When launching multiple fine-tuning jobs in a single W&B project, you can view and compare all the graphs together to identify the best fine-tuning configuration or compare different models. For instance, observe how the duplicated job, which uses a different initial learning rate and batch size, is yielding faster training results below!
Deploying the Fine-tuned Model
The steps to deploy the fine-tuned model are equivalent to how you would deploy a custom model on Friendli Dedicated Endpoints. For further information, please refer to our documentation to launch a model, or our blog post for more detailed information on directly deploying a W&B model artifact on Friendli Dedicated Endpoints.
Conclusion
Fine-tuning LLMs with FriendliAI and Weights & Biases is a user-friendly way to customize your AI models.
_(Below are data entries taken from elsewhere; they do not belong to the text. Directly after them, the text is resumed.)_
Issue #432, opened 2016-09-16
pip install simpeg in windows


sgkang:
I was installing simpeg using pip install through git repo 

so, I did
`pip install git+git://github.com/simpeg/simpeg.git`

and the below error is that I have got. I guess that is because of C ++ compiler, and possibly 
just because of the path. Any ideas?

C:\Users\administrator\AppData\Local\Programs\Common\Microsoft\Visual C++ for Python\9.0\VC\Bin\amd64\link.exe /DLL /nologo /INCREMENTAL:NO /LIBPATH:S:\EOSC350\anaconda\libs /LIBPATH:S:\EOSC350\anaconda\PCbuild\amd64 /LIBPATH:S:\EOSC350\anaconda\PC\VS9.0\amd64 /EXPORT:initSimPEG/Utils/interputils_cython build\temp.win-amd64-2.7\Release\SimPEG/Utils/interputils_cython.obj /OUT:S:\EOSC350\pythonprograms\simpeg\SimPEG\Utils\interputils_cython.pyd /IMPLIB:build\temp.win-amd64-2.7\Release\SimPEG/Utils\interputils_cython.lib /MANIFESTFILE:build\temp.win-amd64-2.7\Release\SimPEG/Utils\interputils_cython.pyd.manifest
LINK : error LNK2001: unresolved external symbol initSimPEG/Utils/interputils_cython
build\temp.win-amd64-2.7\Release\SimPEG/Utils\interputils_cython.lib : fatal error LNK1120: 1 unresolved externals
error: command 'C:\Users\administrator\AppData\Local\Programs\Common\Microsoft\Visual C++ for Python\9.0\VC\Bin\amd64\link.exe' failed with exit status 1120

lheagy:
Brandon encountered a linker error with windows at BIRS. Here are his notes: 

**Notes on SimPEG Installation** 
RE: Microsoft Visual C++ Compiler Issues
B. Karchewski
20 August 2016

System:
Windows 7 Enterprise x64 PC
Intel Core i7-5600 2.60GHz CPU
msys MinGW for Unix-like commands
Anaconda python 2.7 build

Steps:

1. Clone SimPEG from git repo, git clone https://github.com/simpeg/simpeg
2. Install SimPEG using setup.py, python setup.py install
	-Error encountered: Missing linker, needs MSC v.1500 (Microsoft Visual C++ 2008) Runtime Library
	-Available: https://www.microsoft.com/en-ca/download/details.aspx?id=29
[...]

PR #520, opened 2016-12-19
Make setup.py windows friendly

rowanc1:
I do not have a windows machine, this should help either way - but I am not sure if it will solve all of the windows issues. Can @sgkang or @micmitch try this out?

See #432


rowanc1:
I would rather push on getting `discretize` package better tested and out there than spend time on the `setup.py` in simpeg. We have been updating that repository to make it more windows friendly.

PR #523, opened 2016-12-28
Feat/plot with mirroring

lheagy:
Add a `mirror` kwarg for the cyl mesh plotting so that when plotting a model on a cylindrically symmetric mesh we can look at a symmetric plot 

image

### DIFF
--- a/.travis.yml
+++ b/.travis.yml
@@ -1,6 +1,6 @@
 language: python
 python:
-  - 3.4
+  - 3.5
   # - 2.7
 
 sudo: false
--- a/SimPEG/Examples/Mesh_Plot_Cyl.py
+++ b/SimPEG/Examples/Mesh_Plot_Cyl.py
@@ -30,7 +30,7 @@ def run(plotIt=True):
     h = Utils.meshTensor([(cs, nc)])
 
     # define a mesh
-    mesh = Mesh.CylMesh([h, 1, h], x0 = np.r_[0., 0., -h.sum()/2.])
+    mesh = Mesh.CylMesh([h, 1, h], x0='00C')
 
     # Put the model on the mesh
     sigma = sig_air*np.ones(mesh.nC)  # start with air cells
--- a/SimPEG/Examples/Mesh_Plot_Cyl.py
+++ b/SimPEG/Examples/Mesh_Plot_Cyl.py
@@ -1,0 +1,66 @@
+import numpy as np
+import matplotlib.pyplot as plt
+from SimPEG import Mesh, Utils, Maps
+
+# Set a nice colormap!
+plt.set_cmap(plt.get_cmap('viridis'))
+
+
+def run(plotIt=True):
+    """
+        Plot Mirrored Cylindrically Symmetric Model
+        ===========================================
+
+        Here, we demonstrate plotting a model on a cylindrically
+        symmetric mesh with the plotting symmetric about x=0.
+    """
+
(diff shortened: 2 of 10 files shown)


SimPEG/Examples/Mesh_Plot_Cyl.py
```diff
@@ -0,0 +1,66 @@
...
+
+    # x-direction
+    cs = 1
+    nc = np.ceil(2.5*(- (sphere_z-sphere_radius))/cs)
+
+    # cell spacings in the x and z directions
+    h = Utils.meshTensor([(cs, nc)])
+
+    # define a mesh
+    mesh = Mesh.CylMesh([h, 1, h], x0 = np.r_[0., 0., -h.sum()/2.])
```
rowanc1: `x0='00C'` works by the way.

SimPEG/Examples/Mesh_Plot_Cyl.py
```diff
@@ -0,0 +1,66 @@
...
+
+    # Put the model on the mesh
+    sigma = sig_air*np.ones(mesh.nC)  # start with air cells
+    sigma[mesh.gridCC[:, 2] < 0.] = sig_halfspace  # cells below the earth
+
+    # indices of the sphere
+    sphere_ind = (
+        (mesh.gridCC[:, 0]**2 + (mesh.gridCC[:, 2] - sphere_z)**2) <=
```
rowanc1: we should make this into a `VectorArray` which would allow us to do `mesh.gridCC.x` saving at least 4 characters every time...

SimPEG/Mesh/View.py
```diff
@@ -513,7 +513,28 @@ def _plotCylTensorMesh(self, plotType, *args, **kwargs):
         # Hackity Hack:
         # Just create a TM and use its view.
         from SimPEG.Mesh import TensorMesh
-        M = TensorMesh([self.hx, self.hz], x0=[self.x0[0], self.x0[2]])
+
+        mirror = kwargs.pop('mirror', None)
+        if mirror is True:
```
rowanc1: looks good!

SimPEG/Examples/Mesh_Plot_Cyl.py
lheagy: right (this was adapted from a notebook where I was shifting things around more... I can update)

lheagy:
I am not entirely sure why this is failing here... https://travis-ci.org/simpeg/simpeg/jobs/187259357 only the fdem forward tests are failing (which shouldn't have been affected??)

.travis.yml
```diff
@@ -1,6 +1,6 @@
 language: python
 python:
-  - 3.4
+  - 3.5
```
lheagy: anaconda is now distributing 3.5 as the standard python 3 package

rowanc1:
When I just setup a headless linux machine I had to explicitly tell it to use backend `agg` for matplotlib. Otherwise it would try to connect to a QT backend by default.

SimPEG/Examples/Mesh_Plot_Cyl.py
lheagy: that would be nice - I have started playing around with bringing `properties` into the `Mesh` on the `ref/Props` branch https://github.com/simpeg/simpeg/tree/ref/Props

lheagy:
Thanks @rowanc1!

PR #534, opened 2017-01-12
Feat/mesh plotting

lheagy:
Add `range_x` and `range_y` kwargs to `Mesh.plotImage` that creates a smaller mesh and samples your data only in that region. 

This is essential for working with large meshes and plotting vector plots as the `view='vec'` previously interpolated the entire domain onto a mesh with cell widths equal to that of the minimum cell width ... big problem if you have lots of padding cells. 

Added an example demonstrating its use (with a fine core cyl mesh and a load of padding b/c we want to look at 4 decades of frequency)s
figure_2
using a sphere model
figure_3
and we can look at the fields! (if you try without the range - it will run into a memory error)
figure_4

(I will add this to discretize in a separate pr, but I need it working with SimPEG dev soon for some of the em-examples)

### DIFF
--- a/SimPEG/Mesh/View.py
+++ b/SimPEG/Mesh/View.py
@@ -42,13 +42,15 @@ class TensorView(object):
     #         pltNum +=1
     #     if showIt: plt.show()
 
-    def plotImage(self, v, vType='CC', grid=False, view='real',
-                  ax=None, clim=None, showIt=False,
-                  pcolorOpts=None,
-                  streamOpts=None,
-                  gridOpts=None,
-                  numbering=True, annotationColor='w'
-                  ):
+    def plotImage(
+        self, v, vType='CC', grid=False, view='real',
+        ax=None, clim=None, showIt=False,
+        pcolorOpts=None,
+        streamOpts=None,
+        gridOpts=None,
+        numbering=True, annotationColor='w',
+        range_x=None, range_y=None
+    ):
         """
         Mesh.plotImage(v)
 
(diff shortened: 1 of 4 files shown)


SimPEG/Mesh/View.py
```diff
@@ -358,22 +365,55 @@ def _plotImage2D(self, v, vType='CC', grid=False, view='real',
...
+
+            ind_CCx = np.ones(self.vnC, dtype=bool)
+            ind_CCy = np.ones(self.vnC, dtype=bool)
+            if range_x is not None:
+                x = tMi.vectorNx
+
+            if range_y is not None:
+                y = tMi.vectorNy
+
+            if range_x is not None or range_y is not None:  # use interpolated values
```
lheagy: I am not sure we want to be doing this. If not, we just need a robust way to select cell centers for (U, V) and node locations for vector node locations. thoughts @rowanc1 ?

SimPEG/Mesh/View.py
```diff
@@ -42,13 +42,15 @@ def __init__(self):
...
-                  numbering=True, annotationColor='w'
-                  ):
+    def plotImage(
+        self, v, vType='CC', grid=False, view='real',
+        ax=None, clim=None, showIt=False,
+        pcolorOpts=None,
+        streamOpts=None,
+        gridOpts=None,
+        numbering=True, annotationColor='w',
+        range_x=None, range_y=None
```
rowanc1: would these be better as `xlim` and `ylim`?

lheagy: image

PR #535, opened 2017-01-13
Dcip/dev

sgkang:
- fix bugs in Pole rxs
- fix bug in ExtractCoreMesh


sgkang:
@rowanc1 @lheagy those are small changes, but used in `em_examples` can we merge this to dev so that we can use simpeg/dev rather than simpeg/dcip/dev?

SimPEG/Utils/meshutils.py
```diff
@@ -137,8 +137,8 @@ def ExtractCoreMesh(xyzlim, mesh, meshType='tensor'):
         xmin, xmax = xyzlim[0,0], xyzlim[0,1]
         ymin, ymax = xyzlim[1,0], xyzlim[1,1]
 
+        xind = np.logical_and(mesh.vectorCCx>xmin, mesh.vectorCCx<xmax)
```
rowanc1: it looks like 1d is still broken (you are making a 2d mesh)

PR #536, opened 2017-01-15
fully depreciate old mappings

lheagy:
- add SimPEG version number to depreciation messages
- remove Depreciate.py
- remove the `_depreciate_main_map` stub
- add test for depreciation of mappings 

image

- [ ] @rowanc1: can you confirm that we will bumpversion to 0.4.0 on dev (I have added version numbers to the depreciation messages).


SimPEG/Examples/FLOW_Richards_1D_Celia1990.py
```diff
@@ -60,7 +60,7 @@ def run(plotIt=True):
     def getFields(timeStep, method):
         timeSteps = np.ones(360/timeStep)*timeStep
         prob = Richards.RichardsProblem(
-            M, mapping=E,
+            M, modelMap=E,
```
rowanc1: this will be completely changed in a future release.

SimPEG/Problem.py
```diff
@@ -40,24 +37,15 @@ class BaseProblem(Props.HasModel):
...
         if 'mapping' in kwargs:
-            import warnings
-            warnings.warn(
-                'The `mapping` property has been depreciated, '
-                'please use:\n\n\n'
-                '\tfrom SimPEG import Depreciate\n'
-                '\tDepreciate.use_old_mappings()\n\n\n'
-                'To bring back old functionality.'
+            raise Exception(
+                'Depreciated (in 0.4.0): use one of {}'.format(
```
rowanc1: cool.

SimPEG/Problem.py
```diff
@@ -77,7 +65,17 @@ def mapping(self):
 
         """
```
rowanc1: Can we remove the comment from the mapping class?

SimPEG/Examples/FLOW_Richards_1D_Celia1990.py
lheagy: fair (just needed it to pass :) )

rowanc1:
:+1:

PR #538, opened 2017-01-17
fix title in EM Cyl example, updated linear inversion

### LINKED ISSUE #509: Bug: Linear Problem
I re-ran the linear problem (http://docs.simpeg.xyz/content/examples/Inversion_Linear.html) on the dev branch and now get 
image

while on master we recover something much more reasonable

image

a random seed is set, so it not just a one-off. This needs to be resolved prior to putting any pr from dev to master!

lheagy:
- Fix the linear example to close #509
- fix title for the cyl inversion 
image


rowanc1:
image

PR #543, opened 2017-02-15
Fixing up 3D NSEM example

grosenkj:
Fixing NSEM 3D forward example by:

- A better mesh/model with adequate padding and visulazation
- Assigning uncertainties to the data
- Plot the data

### DIFF
--- a/SimPEG/Examples/EM_NSEM_3D_Foward.py
+++ b/SimPEG/Examples/EM_NSEM_3D_Foward.py
@@ -111,7 +111,13 @@ def run(plotIt=True):
             components=['xx', 'xy', 'yx', 'yy'], ax=ax_p, errorbars=True)
         ax_p.legend(bbox_to_anchor=(1.05, 1), loc=2)
 
-        plt.show()
+
 
 if __name__ == '__main__':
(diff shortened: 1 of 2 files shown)


SimPEG/Examples/EM_NSEM_3D_Foward.py
```diff
@@ -69,12 +75,43 @@ def run(plotIt=True, nFreq=1):
...
+            components=['xy', 'yx'], ax=ax_r, errorbars=True)
+        ax_r_on = dataVec.plot_app_res(
+            np.array([-200, 0]),
+            components=['xx', 'yy'], ax=ax_r_on, errorbars=True)
+        ax_p = dataVec.plot_app_phs(
+            np.array([-200, 0]),
+            components=['xx', 'xy', 'yx', 'yy'], ax=ax_p, errorbars=True)
+        ax_p.legend(bbox_to_anchor=(1.05, 1), loc=2)
+
+        plt.show()
```
lheagy: Right now the testing is running this, can you put the `plt.show()` beneath `if name == '__main__'` - that should do the trick!

PR #547, opened 2017-02-28
Feat/straightray

lheagy:
# Straight Ray Tomography
- implement `SEIS.StraightRay`, `Problem`, `Survey`, `Src` and `Rx`
- example: SEIS_StraightRayTomo.py

image 

# InvProb Compatibility with Composable Objective functions
- allow both `dmisfit` to be either a base objective function or a base data misfit
- extend invProb in cases where `dmisfit` is a combo objective function so that it can stash multiple fields from different problems 

# Example Joint Inversion
- include an example "joint" inversion (consists of 2 data misfit terms and a regularization) based on the Heagy et. al., 2014 SEG abstract http://library.seg.org/doi/abs/10.1190/segam2014-1639.1: SEIS_VolumeRegularization.py

image


SimPEG/Examples/SEIS_TomoJointWithVolume.py
```diff
@@ -0,0 +1,203 @@
...
+        '\nTotal recovered volume (no vol misfit term in inversion): '
+        '{}'.format(
+            dmisVol(mopt1)
+        )
+    )
+
+    # with the volume regularization
+    vol_multiplier = 9e4
+    reg2 = reg
+    dmis2 = dmis + vol_multiplier * dmisVol
```
rowanc1: Wouldn't it be nice if you could just easily create data misfits by adding them together?

Oh wait!

SimPEG/Maps.py
```diff
@@ -382,6 +383,254 @@ def nP(self):
         return self._nP
 
 
+class SelfConsistentEffectiveMedium(IdentityMap, properties.HasProperties):
```
rowanc1: We need to start thinking about pulling these out into their own package.

SimPEG/Maps.py
```diff
@@ -382,6 +383,254 @@ def nP(self):
...
+
+    alpha0 = properties.Float(
+        "aspect ratio of the phase-0 ellipsoids", default=1.
+    )
+
+    alpha1 = properties.Float(
+        "aspect ratio of the phase-1 ellipsoids", default=1.
+    )
+
+    rel_tol = properties.Float(
```
rowanc1: Thanks for starting these with properties, really cool!

SimPEG/Optimization.py
```diff
@@ -823,6 +823,10 @@ def bfgsH0(self):
             Must be a SimPEG.Solver
         """
         if getattr(self, '_bfgsH0', None) is None:
+            print("""
+                Default solver: SolverDiag is being used in bfgsH0
```
rowanc1: Diag? really? That does not seem like a good idea....

SimPEG/SEIS/StraightRay/StraightRayProblem.py
```diff
@@ -0,0 +1,110 @@
...
+import scipy.sparse as sp
+import matplotlib.pyplot as plt
+
+from SimPEG import Problem
+from SimPEG import Utils
+from SimPEG import Mesh
+from SimPEG import Props
+
+
+def lengthInCell(O, D, x, y, plotIt=False):
```
rowanc1: Calling @jcapriot .... :)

By integrating Friendli Dedicated Endpoints with W&B, you can easily manage and monitor your fine-tuning workflows.
This guide has shown you how to upload datasets, set up fine-tuning jobs, and monitor progress. The combination of Friendli Dedicated Endpoints and W&B’s tracking tools ensures you achieve optimal results with minimal effort. At FriendliAI, we are motivated to provide reliable fine-tuning services, supporting your AI development with innovative solutions.